WHAT TO PRODUCE:
Transcribe the records below exactly as written, from the opening line through the line that contains "This PR picks".

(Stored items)
PR #7340, opened 2025-06-29
Numbat: add initFile

Aehmlo:
### Description

This PR picks up where #7159 left off, providing an `initFile` option for `programs.numbat` to allow the user to supply custom units, functions, and constants for Numbat to use.

The first commit in this PR implements this using just (`lib.types.nullOr`) `lib.types.lines`; the second additionally allows specifying a path to the `init.nbt` file to use as a source. Though I was drawn to `lib.hm.types.sourceFileOrLines` initially, it has some extra logic around directories that is unnecessary (and perhaps confusing) for this.

### Checklist

    ```
    {component}: {description}

    {long description}
    ```

### DIFF
--- a/modules/programs/numbat.nix
+++ b/modules/programs/numbat.nix
@@ -40,13 +40,14 @@ in
     };
 
     initFile = lib.mkOption {
-      type = lib.types.nullOr lib.types.lines;
+      type = lib.types.nullOr (lib.types.either lib.types.lines lib.types.path);
       default = null;
       example = ''
         unit kohm: ElectricResistance = kV/A
       '';
       description = ''
-        User initialization file ({file}`init.nbt`) contents.
+        User initialization file ({file}`init.nbt`) contents. May be specified
+        inline or as a path to a source file.
       '';
     };
   };
@@ -55,7 +56,7 @@ in
     home.packages = mkIf (cfg.package != null) [ cfg.package ];
 
     home.file."${configDir}/init.nbt" = mkIf (cfg.initFile != null) {
-      text = cfg.initFile;
+      source = if lib.isString cfg.initFile then pkgs.writeText "init.nbt" cfg.initFile else cfg.initFile;
     };
 
     home.file."${configDir}/config.toml" = mkIf (cfg.settings != { }) {
--- a/modules/programs/numbat.nix
+++ b/modules/programs/numbat.nix
@@ -38,10 +38,25 @@ in
         <https://numbat.dev/doc/cli-customization.html#configuration> for options.
       '';
     };
+
+    initFile = lib.mkOption {
+      type = lib.types.nullOr lib.types.lines;
+      default = null;
+      example = ''
+        unit kohm: ElectricResistance = kV/A
+      '';
+      description = ''
+        User initialization file ({file}`init.nbt`) contents.
+      '';
+    };
   };
 
   config = mkIf cfg.enable {
     home.packages = mkIf (cfg.package != null) [ cfg.package ];
+
+    home.file."${configDir}/init.nbt" = mkIf (cfg.initFile != null) {
+      text = cfg.initFile;
+    };
 
     home.file."${configDir}/config.toml" = mkIf (cfg.settings != { }) {
       source = tomlFormat.generate "numbat-config" cfg.settings;
--- a/tests/modules/programs/numbat/default.nix
+++ b/tests/modules/programs/numbat/default.nix
@@ -1,4 +1,5 @@
 {
   numbat-example-config = ./example-config.nix;
   numbat-empty-config = ./empty-config.nix;
+  numbat-external-initfile = ./external-initfile.nix;
 }
--- a/tests/modules/programs/numbat/empty-config.nix
+++ b/tests/modules/programs/numbat/empty-config.nix
@@ -14,5 +14,6 @@ in
 
   nmt.script = ''
     assertPathNotExists 'home-files/${configDir}/config.toml'
+    assertPathNotExists 'home-files/${configDir}/init.nbt'
   '';
 }
--- a/tests/modules/programs/numbat/example-config.nix
+++ b/tests/modules/programs/numbat/example-config.nix
@@ -19,6 +19,9 @@ in
       prompt = "> ";
       exchange-rates.fetching-policy = "on-first-use";
     };
+    initFile = ''
+      unit kohm: ElectricResistance = kV/A
+    '';
   };
 
   nmt.script = ''
@@ -30,6 +33,11 @@ in
 
         [exchange-rates]
         fetching-policy = "on-first-use"
+      ''}
+    assertFileExists 'home-files/${configDir}/init.nbt'
+    assertFileContent $(normalizeStorePaths 'home-files/${configDir}/init.nbt') \
+      ${builtins.toFile "expected-init.nbt" ''
+        unit kohm: ElectricResistance = kV/A
       ''}
   '';
 }
--- a/tests/modules/programs/numbat/external-initfile.nix
+++ b/tests/modules/programs/numbat/external-initfile.nix
@@ -1,0 +1,27 @@
+{
+  config,
+  pkgs,
+  ...
+}:
+let
+  configDir =
+    if pkgs.stdenv.hostPlatform.isDarwin then
+      "Library/Application Support/numbat"
+    else
+      ".config/numbat";
+in
+{
+  programs.numbat = {
+    enable = true;
+    package = config.lib.test.mkStubPackage { };
+    initFile = ./init.nbt;
+  };
+
+  nmt.script = ''
+    assertFileExists 'home-files/${configDir}/init.nbt'
+    assertFileContent $(normalizeStorePaths 'home-files/${configDir}/init.nbt') \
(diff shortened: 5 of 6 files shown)


teto (changes requested):
same comment as in the linked PR, this does not add any value over `xdg.configFile."numbat/init.nbt"`, just more maintainance overhead

Aehmlo:
> this does not add any value over xdg.configFile."numbat/init.nbt", just more maintainance overhead

While I understand and sympathize with the sentiment, this isn't strictly true, since Numbat uses different configuration locations across Darwin and Linux, which this option abstracts away (this actually is why I initially contributed the Numbat module).

If the verdict ends up being that this just isn't worth the extra code, I can always just publish this as part of my own configuration repo or something, but I'm happy to continue maintaining it for the foreseeable future.

modules/programs/numbat.nix
```diff
@@ -38,11 +38,27 @@ in
         <https://numbat.dev/doc/cli-customization.html#configuration> for options.
       '';
     };
+
+    initFile = lib.mkOption {
+      type = lib.types.nullOr (lib.types.either lib.types.lines lib.types.path);
```
teto, line 43: I find it weird (it might exist elsewhere) to mix path and content though not blocking.

teto:
> While I understand and sympathize with the sentiment, this isn't strictly true, since Numbat uses different configuration locations across Darwin and Linux, which this option abstracts away (this actually is why I initially contributed the Numbat module).

that would be a valid reason to have this in HM imo but if the module was using `xdg.configFile` instead of `home.file` wouldn't that solve it on mac (ie., does xdg.configFile redirect to Library/Application support... on darwin ?). I think the module should rely on xdg.configFile anyway since the `home.file.".config/numbat"` wont work for someone changing its XDG_CONFIG_HOME via HM.

Aehmlo:
> ie., does xdg.configFile redirect to Library/Application support... on darwin ?

Short answer: [no](https://github.com/nix-community/home-manager/blob/7d9e3c35f0d46f82bac791d76260f15f53d83529/modules/misc/xdg.nix#L25).

<details>
<summary>Longer answer</summary>

There's a bit of a…nonuniform ecosystem on Darwin. The typically-cited [guidance from Apple](https://developer.apple.com/library/archive/documentation/FileManagement/Conceptual/FileSystemProgrammingGuide/MacOSXDirectories/MacOSXDirectories.html#//apple_ref/doc/uid/TP40010672-CH10-SW1) is to use subdirectories of `~/Library/Application Support` to store "all app-specific data and support files." This leads to a bit of a question as to what an "app" is; some people interpret this to include CLI programs, while others interpret it as solely encompassing GUI programs. Under the hood, Numbat [uses the `dirs` crate](https://github.com/sharkdp/numbat/blob/3fd7464d2020e4a82df9eca7b7f07ed9229c4b2b/numbat-cli/Cargo.toml#L18) to source configuration. Somewhat controversially, the authors of this crate have [made it clear](https://github.com/dirs-dev/directories-rs/issues/47#issuecomment-478337412) that they consider `~/Library` to be the correct location for all application-related files for programs running on Darwin, including CLI tools. Since `dirs` is something of an unofficial standard within the Rust ecosystem, this leads to many Rust programs, including Numbat, unconditionally storing their configuration files within `~/Library/Application Support`.

In my opinion, the current behavior of `home-manager`'s XDG options (namely, forgoing `~/Library/Application Support` in favor of true Linux-style XDG) is sensible and should not be changed. [Several](https://github.com/nix-community/home-manager/blob/7d9e3c35f0d46f82bac791d76260f15f53d83529/modules/programs/tiny.nix#L10-L14) [existing](https://github.com/nix-community/home-manager/blob/7d9e3c35f0d46f82bac791d76260f15f53d83529/modules/programs/poetry.nix#L19) [in-tree](https://github.com/nix-community/home-manager/blob/7d9e3c35f0d46f82bac791d76260f15f53d83529/modules/programs/clock-rs.nix#L51) [modules](https://github.com/nix-community/home-manager/blob/7d9e3c35f0d46f82bac791d76260f15f53d83529/modules/programs/tex-fmt.nix#L17) work around the `Application Support` split in an ad-hoc fashion, much like the style used here. While I personally would love to see an abstraction developed that reduces the need for ad-hoc specifications like these (and the one in the Numbat module), ultimately there's no way around the underlying split between application behavior, and so we'll need some kind of special logic for these programs on Darwin.

I may try to write an abstraction around the XDG/`Application Support` split in a separate PR in the future, but to summarize: the `xdg.configFile` options do *not* store files in `Application Support` (making them unsuitable for configuring Numbat on Darwin), and I do not believe that they should (though it may make sense for another wrapper to in the future in an opt-in fashion).
</details>

> I think the module should rely on xdg.configFile anyway since the home.file.".config/numbat" wont work for someone changing its XDG_CONFIG_HOME via HM.

As implemented, the module uses `config.xdg.configHome` to identify where to store the config file; `.config/numbat` is only hardcoded in tests (but if desired, I can change this to reference `config.xdg.configHome` too).

modules/programs/numbat.nix
Aehmlo: This pattern is present in-tree in a few other places; I believe I took inspiration largely from [the waybar module](https://github.com/nix-community/home-manager/blob/7d9e3c35f0d46f82bac791d76260f15f53d83529/modules/programs/waybar.nix#L253) for this PR. If there's a different type or structure that makes more sense, though, I'm open to suggestions.

khaneliman:
> There's a bit of a…nonuniform ecosystem on Darwin. The typically-cited [guidance from Apple](https://developer.apple.com/library/archive/documentation/FileManagement/Conceptual/FileSystemProgrammingGuide/MacOSXDirectories/MacOSXDirectories.html#//apple_ref/doc/uid/TP40010672-CH10-SW1) is to use subdirectories of ~/Library/Application Support to store "all app-specific data and support files." This leads to a bit of a question as to what an "app" is; some people interpret this to include CLI programs, while others interpret it as solely encompassing GUI programs. Under the hood, Numbat [uses the dirs crate](https://github.com/sharkdp/numbat/blob/3fd7464d2020e4a82df9eca7b7f07ed9229c4b2b/numbat-cli/Cargo.toml#L18) to source configuration. Somewhat controversially, the authors of this crate have https://github.com/dirs-dev/directories-rs/issues/47#issuecomment-478337412 that they consider ~/Library to be the correct location for all application-related for programs running on Darwin, including CLI tools. Since dirs is something of an unofficial standard within the Rust ecosystem, this leads to many Rust programs, including Numbat, unconditionally storing their configuration files within ~/Library/Application Support.

Wow, interesting to see such a strong opinion on what seems like an obviously bad take. 

> In my opinion, the current behavior of home-manager's XDG options (namely, forgoing ~/Library/Application Support in favor of true Linux-style XDG) is sensible and should not be changed. [Several](https://github.com/nix-community/home-manager/blob/7d9e3c35f0d46f82bac791d76260f15f53d83529/modules/programs/tiny.nix#L10-L14) [existing](https://github.com/nix-community/home-manager/blob/7d9e3c35f0d46f82bac791d76260f15f53d83529/modules/programs/poetry.nix#L19) [in-tree](https://github.com/nix-community/home-manager/blob/7d9e3c35f0d46f82bac791d76260f15f53d83529/modules/programs/clock-rs.nix#L51) [modules](https://github.com/nix-community/home-manager/blob/7d9e3c35f0d46f82bac791d76260f15f53d83529/modules/programs/tex-fmt.nix#L17) work around the Application Support split in an ad-hoc fashion, much like the style used here. While I personally would love to see an abstraction developed that reduces the need for ad-hoc specifications like these (and the one in the Numbat module), ultimately there's no way around the underlying split between application behavior, and so we'll need some kind of special logic for these programs on Darwin.
>
> I may try to write an abstraction around the XDG/Application Support split in a separate PR in the future, but to summarize: the xdg.configFile options do not store files in Application Support (making them unsuitable for configuring Numbat on Darwin), and I do not believe that they should (though it may make sense for another wrapper to in the future in an opt-in fashion).

Yeah, I have thought about this numerous times and never took the time to do it. I've started implementing more and more lib functions to try and reduce different modules having to rewrite the same thing over and over. This is an area that could benefit from it. Would be along the lines of a function that returns the path for darwin and an argument of whether its XDG compliant (seemingly will never be a Rust program).

modules/programs/numbat.nix
khaneliman: Personally, I like the flexibility of options that support both. I've tried to implement it wherever I can. We also have a special lib type for supporting directories (for more complex configurations) that I use in sketchybar: https://github.com/nix-community/home-manager/blob/master/modules/programs/sketchybar.nix#L48-L48 I agree that it doesn't make sense in this use case because you aren't needing the directory support. I might tweak the function name and make it more obvious about use case.

Aehmlo:
> Yeah, I have thought about this numerous times and never took the time to do it. I've started implementing more and more lib functions to try and reduce different modules having to rewrite the same thing over and over. This is an area that could benefit from it. Would be along the lines of a function that returns the path for darwin and an argument of whether its XDG compliant (seemingly will never be a Rust program).

Glad to hear there's interest in this! I anticipate having some spare time in the next couple of weeks; I'll try to put together a PR in this direction to make things a little DRY-er.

RESULT BELOW:
PR #7340, opened 2025-06-29
Numbat: add initFile

Aehmlo:
### Description

This PR picks up where #7159 left off, providing an `initFile` option for `programs.numbat` to allow the user to supply custom units, functions, and constants for Numbat to use.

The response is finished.